Task statement:
Every line of the data below must be given again exactly.
Start of Data listing
PR #191, opened 2026-07-29
Suppress fcntl errors on the listener's accept path

glbrntt:
Motivation:

On Darwin, 'fcntl(2)' on a just-accepted socket can fail with EINVAL, which NIO surfaces as a 'NIOFcntlFailedError'. NIO closes the socket directly and fires the error down the pipeline for informational purposes.

However, when wrapped in a NIOAsyncChannel channel the read loop throws this error which causes the server to shutdown.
End of Data listing
Expected output:
PR #191, opened 2026-07-29
Suppress fcntl errors on the listener's accept path

glbrntt:
Motivation:

On Darwin, 'fcntl(2)' on a just-accepted socket can fail with EINVAL, which NIO surfaces as a 'NIOFcntlFailedError'. NIO closes the socket directly and fires the error down the pipeline for informational purposes.

However, when wrapped in a NIOAsyncChannel channel the read loop throws this error which causes the server to shutdown.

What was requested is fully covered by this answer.